Property sector pins hopes on Ramaphosa to boost weak market


Cape Town – While property sales in Cape Town increased in 2017, Johannesburg experienced a slowdown, according to Adrian Goslett, regional director and CEO of RE/MAX of Southern Africa.

“Despite plenty of stock available on the market, there is a disparity between what sellers in the current market want for their property and what buyers are prepared to pay,” explained Goslett.

“Even with a slower market, Gauteng still accounted for the lion’s share of property transactions during this year and Johannesburg will continue to be the country’s economic hub.”

Demand in the Western Cape has resulted in property price growth outstripping other regions of the country.

Looking ahead to 2018, Goslett said ratings downgrades by major credit rating agencies could see the Johannesburg market slow further, with finance likely to become more expensive.

Ramaphosa effect

Lew Geffen, chair of Lew Geffen Sotheby’s International Realty, expects the property market in 2018 to show swift and significant improvement on the back of Deputy President Cyril Ramaphosa’s election as new ANC president.

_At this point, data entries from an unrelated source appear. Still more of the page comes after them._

PR #349, opened 2025-02-09
Rename `Escaper` argument `fmt` into `dest`

Kijewski:
I was confused for a moment why an escaper would accept an `fmt::Formatter` or `fmt::Arguments`.


GuillaumeGomez (approved):

GuillaumeGomez:
That was indeed not great. Thanks!

PR #358, opened 2025-02-24
Fix links in integrations.md v0.3.x. fixes #357 

### LINKED ISSUE #357: Dead links in the "readthedocs" doc website
Hello,

In the [doc website](https://rinja.readthedocs.io) the top-right link `Suggest an edit` points to the `master` branch of the code.

Problem:

Some files don't exist in the `master` branch but do in previous `stable` releases of the crate.

How to reproduce:

In the [Integrations](https://rinja.readthedocs.io/en/stable/integrations.html) page, all the `the example` links are broken, but also the `Suggest an edit` link! They all points to the `master` branch where the files they point to don't exist anymore.

Suggested solution:

I'm not sure about the authoring workflow for rinja, but since I was visiting the `stable` version of the docs (selected on the bottom left), links should point to the same `stable` version of the code, not `master`.

DjebbZ:
Points to the `v0.3.5` instead of `master`. 

Details in #357

### DIFF
--- a/book/src/integrations.md
+++ b/book/src/integrations.md
@@ -8,7 +8,7 @@ In your template definitions, replace `rinja::Template` with
 Enabling the `with-rocket` feature appends an implementation of Rocket's
 `Responder` trait for each template type. This makes it easy to trivially
 return a value of that type in a Rocket handler. See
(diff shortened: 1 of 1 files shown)


Kijewski:
Thank you for your PR! The fix should not be needed anymore, as everything should be moved by now.

PR #360, opened 2025-03-11
ci: ignore typos in librustdoc sources

Kijewski:
We copied the sources verbatim, so it's no use to fix any typos.

Also, "typ" is not really a typo in here, because "type" would not have been a valid identifier.


GuillaumeGomez:
Thanks!

PR #363, opened 2025-03-11
Add bleeding edge API documentation to rtd

Kijewski:
Resolves <https://github.com/askama-rs/askama/issues/362>.

### DIFF
--- a/.readthedocs.yaml
+++ b/.readthedocs.yaml
@@ -6,6 +6,7 @@ build:
   os: ubuntu-lts-latest
   tools:
     python: "3.12"
+    rust: "latest"
   commands:
     # Generate "book/theme/index.hbs" as "skeleton" of the generated pages.
     - book/update-theme.py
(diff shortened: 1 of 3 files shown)


Kijewski:
@GuillaumeGomez, I disabled the option to force-push or ignore the CI in [the settings](https://github.com/askama-rs/askama/settings/branch_protection_rules/51395530). (After accidentally force-pushing to the old repo.) I hope that's OK. I there is a dire need to ignore the CI or do a force-push, then it's just one click to disable the guard.

GuillaumeGomez:
I think it's a good idea. Force push is a very big power to have, some might even say too big. :laughing: 

Anyway, looks good to me, thanks!

Kijewski:
I forgot to update the API hook, so the version was not built automagically, but triggering the build manually worked: <https://askama.readthedocs.io/en/latest/doc/askama/index.html>. :)

PR #365, opened 2025-03-12
Added support for typst in default text escapers

xabi00:
I did this exact Pull Request in what today is named 'askama-old' repository. These changes were successfully merged; however, they occurred after Rinja's fork, which means they are missing from the current codebase.

### DIFF
--- a/askama_derive/src/config.rs
+++ b/askama_derive/src/config.rs
@@ -373,7 +373,7 @@ static DEFAULT_ESCAPERS: &[(&[&str], &str)] = &[
         ],
         "Html",
     ),
-    (&["md", "none", "txt", "yml", ""], "Text"),
+    (&["md", "none", "txt", "typ", "yml", ""], "Text"),
 ];
 
 #[cfg(test)]
@@ -656,7 +656,7 @@ mod tests {
                     "askama::filters::Html".into()
                 ),
                 (
-                    str_set(&["md", "none", "txt", "yml", ""]),
+                    str_set(&["md", "none", "txt", "typ", "yml", ""]),
                     "askama::filters::Text".into()
                 ),
             ]


Kijewski:
Sorry, but I don't think this is a good addition. Typst has multiple characters that need escaping depending on the context, at least newlines, but possibly also `$`, `-` and `=` as far as I can tell.

askama_derive/src/config.rs
```diff
@@ -373,7 +373,7 @@ static DEFAULT_ESCAPERS: &[(&[&str], &str)] = &[
         ],
         "Html",
     ),
-    (&["md", "none", "txt", "yml", ""], "Text"),
+    (&["md", "none", "txt", "typ", "yml", ""], "Text"),
```
Kijewski, line 376: On the contrary, I would say that we should remove `md` and `yml` from the list.

GuillaumeGomez:
I see, didn't expect that characters needed to be escaped.

Kijewski:
I don't know a lot of typst, but a user could do "malicious" things like injecting images `#image(…)` to exfiltrate data. The other examples like `-` (`<li>`), `$` (enter math mode) are not that bad, but they could break formatting.

xabi00:
Those characters don't need to be handled by askama because they belong to the typst (or markdown) compiler. Also, the special characters used in typst don't conflict with the special characters in askama.

Kijewski:
> Those characters don't need to be handled by askama because they belong to the typst (or markdown) compiler. Also, the special characters used in typst don't conflict with the special characters in askama.

Then you could also say that `<>` don't need escaping in HTML, because they belong to the HTML parser. :-/

xabi00:
But html is handled different to text

Kijewski:
Yeah, but typst is not text. @GuillaumeGomez, do you see that differently?

Maybe I'm too pedantic, but IMHO that default is not safe.

GuillaumeGomez:
I consider it "fine". There is no conflict with jinja syntax so as such so in my opinion, the rest needs to be handled by users, not us.

xabi00:
I'm working on fixing the typos check and wanted to get your input. Do you prefer to ignore typos globally by adding 'typ' to the `extend-words` section in `typos.toml`, or would you rather use the `extend-ignore-re` to ignore just the specific lines related to extensions?

Kijewski:
> I consider it "fine". There is no conflict with jinja syntax so as such so in my opinion, the rest needs to be handled by users, not us.

Sorry, I veto this PR. If there was a conflict with jinja syntax was never even a question.

From a security perspective, this change is not fine, as it allows code injection. If we claim to handle typst files, then it is up to us to prevent that. That is exactly the same, without any difference at all, if auto-escape we chevrons in an HTML input `"<script>"`, or the hash in a typst input `"#image()"`.

For any format we claim to support, we need to provide a proper auto-escaper for the output of expressions. If we do not, then we cannot claim support for the format.

The user can always change [their configuration](https://askama.readthedocs.io/en/latest/configuration.html#escapers) to not do any escaping in `.typ` files, if they validated the input.

GuillaumeGomez:
That is a valid reason indeed.

xabi00:
I tried what @Kijewski proposed and it worked, so this solution is valid for me

GuillaumeGomez:
So I guess we can close this PR? We should also have an example on how to implement the `Escaper` trait.

Kijewski:
I'll open an issue to add an Escaper example.

PR #373, opened 2025-03-19
fix toml features field in the filters chapter of the book

bionicles:
the features field needs to be a list here for this code to be copypasta-ready

(extremely minor book typo fix)


GuillaumeGomez (approved):

GuillaumeGomez:
Thanks!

Samuel Seeff, chair of the Seeff Property Group, meanwhile said the property market has shifted notably over the last 18 months as fall-out from the country’s weak political and economic climate, poor growth and credit downgrades continue.

“Where it was a sellers’ market until early 2016, we have seen a progressive shift in 2017, which has manifested in lower demand, rising stock levels combined with a decline in buyer confidence, flat price growth and deals taking longer to conclude.

“The outcome is that we head into 2018 with a buyers’ market for most areas, even some Cape locations,” said Seeff.

Of concern to him is that there is still a lag on the sellers’ side of the equation with price expectations out of step with the market. The result is an overall weaker market with low levels of liquidity that now favour buyers in most areas.

Seeff noted that the reported slowdown in semigration is also attributable to the slow rate of sales in other provinces combined with high prices in the Western Cape, which has now also put a damper on this market.

Semigration refers to the trend of people relocating, mainly from Gauteng to the Western Cape. 

The mid-market below R2m remains the most active, but very susceptible to financial strain, said Seeff. 

The upper end of the housing market, despite being able to better absorb economic fluctuations, has seen a notable slowdown in Gauteng above R5m, and in the Western Cape above R8m – and in particular above R18m on the Atlantic Seaboard.

The holiday and investment market has also slowed as an inevitable fall-out from the weak confidence levels, he said. 

In his view, the biggest challenge for the economy and market remains the unstable political climate and poor economic decision-making.

In addition to ongoing development across Gauteng, large-scale growth is especially predicted for the northern and north-western suburbs of Johannesburg.

Platforms such as Airbnb, meanwhile, are creating interesting trends in the Sandton property market in particular, he said. 

Property on Monahan Farms (Pam Golding Properties):

A three-bedroom home on Monahan Farm security development in Gauteng. (Pam Golding Properties)


Dr Andrew Golding, chief executive of the Pam Golding Property group, said it is expected that South Africa’s residential property market will continue to maintain its resilience, reflecting an ongoing healthy appetite for property investment – particularly in major metros and key hubs. 

He said developers are continuing to bring new products to the marketplace across a range of price bands in response to the demand for residential property in key growth nodes in Cape Town, Johannesburg – including the “New North” of Fourways – Pretoria East, the KwaZulu-Natal north coast and Port Elizabeth.

Golding said factors which will continue to fuel activity in the residential property market include an increasing demand for sectional title properties in convenient locations. He also anticipates a continued demand for secure estate living, both freehold and sectional title, as well as homes catering for the growing retirement market.

Bruce Swain, CEO of Leapfrog Property Group, noted that while at present interest rates remain steady, they could come under pressure to increase as the impact of ratings downgrades takes effect.

Swain said there is currently plenty of stock on the market, particularly in the over R2m price range. This is possibly due to a combination of affordability, political uncertainty and the fact that there is on average a 20% gap between sellers’ asking prices and what buyers are prepared to pay.

In terms of property prices, year-on-year increases will struggle to keep up with inflation, in his view. Properties up to R1.5m are in great demand and developers are already targeting this price bracket.

While property prices are showing some decline in general, there are several hotspots around the country that are bucking the trend. These include the Western Cape, Midrand and the Natal north coast.